### Problem
Tally the lines in the listing below that contain "dthresh" and report the tally alone.

### Input records
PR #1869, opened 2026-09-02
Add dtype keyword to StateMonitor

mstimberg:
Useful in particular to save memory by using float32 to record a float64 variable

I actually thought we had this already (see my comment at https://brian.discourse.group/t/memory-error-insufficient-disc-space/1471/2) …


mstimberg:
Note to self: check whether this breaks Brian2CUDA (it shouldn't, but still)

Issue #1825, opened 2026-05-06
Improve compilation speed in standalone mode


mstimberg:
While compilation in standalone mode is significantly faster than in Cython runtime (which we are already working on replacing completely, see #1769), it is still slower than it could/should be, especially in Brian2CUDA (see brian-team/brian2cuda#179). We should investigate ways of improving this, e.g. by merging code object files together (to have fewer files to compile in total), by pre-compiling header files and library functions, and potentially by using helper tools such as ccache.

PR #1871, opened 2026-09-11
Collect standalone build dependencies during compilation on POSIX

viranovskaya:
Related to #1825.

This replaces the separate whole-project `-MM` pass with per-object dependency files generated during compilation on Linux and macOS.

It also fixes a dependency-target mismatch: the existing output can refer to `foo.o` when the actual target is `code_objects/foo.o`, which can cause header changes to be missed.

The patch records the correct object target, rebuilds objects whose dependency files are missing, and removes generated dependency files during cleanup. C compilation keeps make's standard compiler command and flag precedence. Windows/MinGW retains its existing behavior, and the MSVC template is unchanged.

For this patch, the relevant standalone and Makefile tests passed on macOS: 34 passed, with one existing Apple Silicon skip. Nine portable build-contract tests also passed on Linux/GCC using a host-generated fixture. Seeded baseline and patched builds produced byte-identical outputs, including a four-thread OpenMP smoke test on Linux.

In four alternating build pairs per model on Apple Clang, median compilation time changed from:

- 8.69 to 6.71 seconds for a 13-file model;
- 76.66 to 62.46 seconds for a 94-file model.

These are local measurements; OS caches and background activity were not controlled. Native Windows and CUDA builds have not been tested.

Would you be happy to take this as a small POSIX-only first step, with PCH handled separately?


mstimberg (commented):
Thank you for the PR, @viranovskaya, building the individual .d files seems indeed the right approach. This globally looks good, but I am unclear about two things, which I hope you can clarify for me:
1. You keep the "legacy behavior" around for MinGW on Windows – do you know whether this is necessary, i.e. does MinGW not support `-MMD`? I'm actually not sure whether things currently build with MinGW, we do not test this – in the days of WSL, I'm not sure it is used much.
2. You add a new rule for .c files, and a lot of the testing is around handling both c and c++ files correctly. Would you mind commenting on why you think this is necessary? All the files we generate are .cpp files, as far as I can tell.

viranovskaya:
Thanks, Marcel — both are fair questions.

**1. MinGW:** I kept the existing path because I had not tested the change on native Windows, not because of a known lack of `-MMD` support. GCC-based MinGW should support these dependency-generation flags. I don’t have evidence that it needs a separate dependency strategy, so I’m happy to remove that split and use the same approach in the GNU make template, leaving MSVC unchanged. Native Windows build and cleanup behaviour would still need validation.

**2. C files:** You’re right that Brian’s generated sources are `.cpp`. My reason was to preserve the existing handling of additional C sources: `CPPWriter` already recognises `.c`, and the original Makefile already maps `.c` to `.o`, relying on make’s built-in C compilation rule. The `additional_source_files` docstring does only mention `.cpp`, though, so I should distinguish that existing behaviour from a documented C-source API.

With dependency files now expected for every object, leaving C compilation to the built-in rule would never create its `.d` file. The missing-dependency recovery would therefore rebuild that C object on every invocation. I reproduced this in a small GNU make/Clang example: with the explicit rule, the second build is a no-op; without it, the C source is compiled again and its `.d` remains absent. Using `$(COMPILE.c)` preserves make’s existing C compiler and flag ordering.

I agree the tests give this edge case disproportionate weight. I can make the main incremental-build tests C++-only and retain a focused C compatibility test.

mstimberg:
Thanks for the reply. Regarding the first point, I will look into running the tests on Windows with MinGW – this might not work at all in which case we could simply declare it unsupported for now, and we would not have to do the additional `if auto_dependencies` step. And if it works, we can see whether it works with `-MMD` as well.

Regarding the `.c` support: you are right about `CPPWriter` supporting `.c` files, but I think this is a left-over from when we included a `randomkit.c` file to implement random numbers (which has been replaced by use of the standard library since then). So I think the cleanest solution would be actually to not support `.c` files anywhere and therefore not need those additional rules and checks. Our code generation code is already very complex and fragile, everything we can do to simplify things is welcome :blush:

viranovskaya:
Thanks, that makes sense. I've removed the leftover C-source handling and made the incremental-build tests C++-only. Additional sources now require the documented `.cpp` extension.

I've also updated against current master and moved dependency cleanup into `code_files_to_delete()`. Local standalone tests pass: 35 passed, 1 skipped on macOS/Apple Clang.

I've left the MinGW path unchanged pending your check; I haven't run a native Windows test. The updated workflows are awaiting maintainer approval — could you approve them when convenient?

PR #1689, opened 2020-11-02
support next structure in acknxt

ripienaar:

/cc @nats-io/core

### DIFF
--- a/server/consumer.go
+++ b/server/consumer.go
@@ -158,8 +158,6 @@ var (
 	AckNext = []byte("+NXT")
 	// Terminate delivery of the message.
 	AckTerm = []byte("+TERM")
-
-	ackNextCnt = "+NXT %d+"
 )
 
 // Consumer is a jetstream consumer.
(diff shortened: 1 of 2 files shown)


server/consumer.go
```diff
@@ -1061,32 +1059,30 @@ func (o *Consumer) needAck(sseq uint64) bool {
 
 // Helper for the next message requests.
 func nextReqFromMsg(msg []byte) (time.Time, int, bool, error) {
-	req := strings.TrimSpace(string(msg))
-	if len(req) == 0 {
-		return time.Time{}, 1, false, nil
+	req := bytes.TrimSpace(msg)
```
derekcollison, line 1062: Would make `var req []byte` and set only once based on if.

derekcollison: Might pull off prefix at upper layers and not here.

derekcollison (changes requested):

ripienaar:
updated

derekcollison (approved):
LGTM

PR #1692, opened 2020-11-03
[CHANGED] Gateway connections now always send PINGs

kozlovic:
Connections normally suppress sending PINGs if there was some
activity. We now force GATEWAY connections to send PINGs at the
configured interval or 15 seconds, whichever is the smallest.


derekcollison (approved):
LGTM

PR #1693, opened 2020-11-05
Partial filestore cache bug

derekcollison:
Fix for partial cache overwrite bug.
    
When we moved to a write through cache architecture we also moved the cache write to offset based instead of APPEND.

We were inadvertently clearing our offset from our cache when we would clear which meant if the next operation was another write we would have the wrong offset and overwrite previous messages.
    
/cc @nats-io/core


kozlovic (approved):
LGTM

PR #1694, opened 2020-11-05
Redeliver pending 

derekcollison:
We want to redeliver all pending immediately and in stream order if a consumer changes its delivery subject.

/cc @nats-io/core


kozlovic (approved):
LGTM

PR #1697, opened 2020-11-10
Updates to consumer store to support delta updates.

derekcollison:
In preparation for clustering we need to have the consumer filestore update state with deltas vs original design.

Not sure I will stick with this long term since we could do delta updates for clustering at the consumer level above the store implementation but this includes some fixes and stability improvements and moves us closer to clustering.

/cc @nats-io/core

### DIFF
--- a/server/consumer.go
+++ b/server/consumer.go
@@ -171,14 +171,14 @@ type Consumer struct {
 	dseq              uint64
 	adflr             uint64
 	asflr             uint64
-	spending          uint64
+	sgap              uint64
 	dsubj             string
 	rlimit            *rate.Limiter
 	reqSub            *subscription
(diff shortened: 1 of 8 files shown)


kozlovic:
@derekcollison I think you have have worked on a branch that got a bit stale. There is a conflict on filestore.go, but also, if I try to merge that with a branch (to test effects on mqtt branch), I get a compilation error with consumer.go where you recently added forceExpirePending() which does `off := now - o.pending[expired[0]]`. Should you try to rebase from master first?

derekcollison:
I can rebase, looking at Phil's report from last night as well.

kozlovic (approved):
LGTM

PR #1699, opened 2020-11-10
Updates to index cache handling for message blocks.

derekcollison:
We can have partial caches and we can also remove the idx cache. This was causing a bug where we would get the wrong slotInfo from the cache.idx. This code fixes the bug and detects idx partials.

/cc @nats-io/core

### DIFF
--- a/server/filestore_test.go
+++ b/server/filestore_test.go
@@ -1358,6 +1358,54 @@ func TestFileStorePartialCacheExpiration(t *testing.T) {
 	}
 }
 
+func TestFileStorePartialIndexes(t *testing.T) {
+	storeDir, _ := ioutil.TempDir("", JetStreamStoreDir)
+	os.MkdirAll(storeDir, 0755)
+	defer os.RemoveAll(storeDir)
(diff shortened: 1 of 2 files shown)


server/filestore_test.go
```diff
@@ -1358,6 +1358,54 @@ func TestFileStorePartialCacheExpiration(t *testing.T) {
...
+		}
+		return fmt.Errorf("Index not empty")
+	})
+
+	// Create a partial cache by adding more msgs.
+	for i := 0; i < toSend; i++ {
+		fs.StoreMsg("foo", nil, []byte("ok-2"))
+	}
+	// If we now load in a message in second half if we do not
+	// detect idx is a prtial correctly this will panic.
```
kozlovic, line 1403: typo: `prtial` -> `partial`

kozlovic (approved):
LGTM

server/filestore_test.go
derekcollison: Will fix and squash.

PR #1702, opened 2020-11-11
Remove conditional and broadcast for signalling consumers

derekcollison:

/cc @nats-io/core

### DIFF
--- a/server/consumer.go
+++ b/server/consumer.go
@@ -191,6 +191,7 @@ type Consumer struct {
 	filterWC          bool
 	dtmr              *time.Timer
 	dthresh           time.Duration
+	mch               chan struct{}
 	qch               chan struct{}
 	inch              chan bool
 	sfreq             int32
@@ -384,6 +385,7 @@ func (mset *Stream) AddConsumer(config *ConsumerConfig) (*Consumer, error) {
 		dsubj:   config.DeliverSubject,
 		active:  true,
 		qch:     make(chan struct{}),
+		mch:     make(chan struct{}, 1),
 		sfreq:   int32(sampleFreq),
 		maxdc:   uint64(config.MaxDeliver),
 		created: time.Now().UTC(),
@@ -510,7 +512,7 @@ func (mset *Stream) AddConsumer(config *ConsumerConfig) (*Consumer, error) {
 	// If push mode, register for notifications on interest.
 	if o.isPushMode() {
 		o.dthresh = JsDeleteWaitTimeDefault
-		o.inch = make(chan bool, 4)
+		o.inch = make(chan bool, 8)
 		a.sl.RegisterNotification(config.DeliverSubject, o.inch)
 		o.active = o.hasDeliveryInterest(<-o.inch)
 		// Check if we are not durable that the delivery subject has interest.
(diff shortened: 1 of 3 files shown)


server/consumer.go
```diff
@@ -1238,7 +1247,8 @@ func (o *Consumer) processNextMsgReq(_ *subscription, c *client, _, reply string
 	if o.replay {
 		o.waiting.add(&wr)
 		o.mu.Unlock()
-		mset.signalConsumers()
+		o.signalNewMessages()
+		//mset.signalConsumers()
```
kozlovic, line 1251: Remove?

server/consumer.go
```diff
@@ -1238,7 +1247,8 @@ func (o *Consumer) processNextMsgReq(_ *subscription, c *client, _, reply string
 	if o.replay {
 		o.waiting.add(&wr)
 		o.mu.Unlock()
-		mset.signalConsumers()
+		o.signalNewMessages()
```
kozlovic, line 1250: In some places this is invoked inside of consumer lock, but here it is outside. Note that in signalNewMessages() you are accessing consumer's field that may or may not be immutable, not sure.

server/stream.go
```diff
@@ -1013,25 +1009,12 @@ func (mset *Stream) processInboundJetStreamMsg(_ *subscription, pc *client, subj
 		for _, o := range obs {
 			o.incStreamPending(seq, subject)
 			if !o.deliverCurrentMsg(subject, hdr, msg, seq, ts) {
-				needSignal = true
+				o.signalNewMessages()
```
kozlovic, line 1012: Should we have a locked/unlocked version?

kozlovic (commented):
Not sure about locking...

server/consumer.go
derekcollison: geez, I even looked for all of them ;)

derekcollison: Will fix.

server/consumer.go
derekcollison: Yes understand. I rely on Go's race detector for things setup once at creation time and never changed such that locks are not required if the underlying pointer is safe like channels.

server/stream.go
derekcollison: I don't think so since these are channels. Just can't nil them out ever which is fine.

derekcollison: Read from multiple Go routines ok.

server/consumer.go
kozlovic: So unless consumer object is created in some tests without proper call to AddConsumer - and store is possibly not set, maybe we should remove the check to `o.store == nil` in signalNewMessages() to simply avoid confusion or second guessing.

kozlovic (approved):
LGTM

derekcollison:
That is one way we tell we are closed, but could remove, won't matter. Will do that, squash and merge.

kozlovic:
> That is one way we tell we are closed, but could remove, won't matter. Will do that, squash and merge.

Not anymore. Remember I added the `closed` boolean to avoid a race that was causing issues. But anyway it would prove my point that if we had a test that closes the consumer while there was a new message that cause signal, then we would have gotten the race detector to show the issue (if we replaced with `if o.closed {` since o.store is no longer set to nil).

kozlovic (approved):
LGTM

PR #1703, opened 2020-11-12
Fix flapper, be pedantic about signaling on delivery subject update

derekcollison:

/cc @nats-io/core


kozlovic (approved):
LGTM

### Answer to this problem
2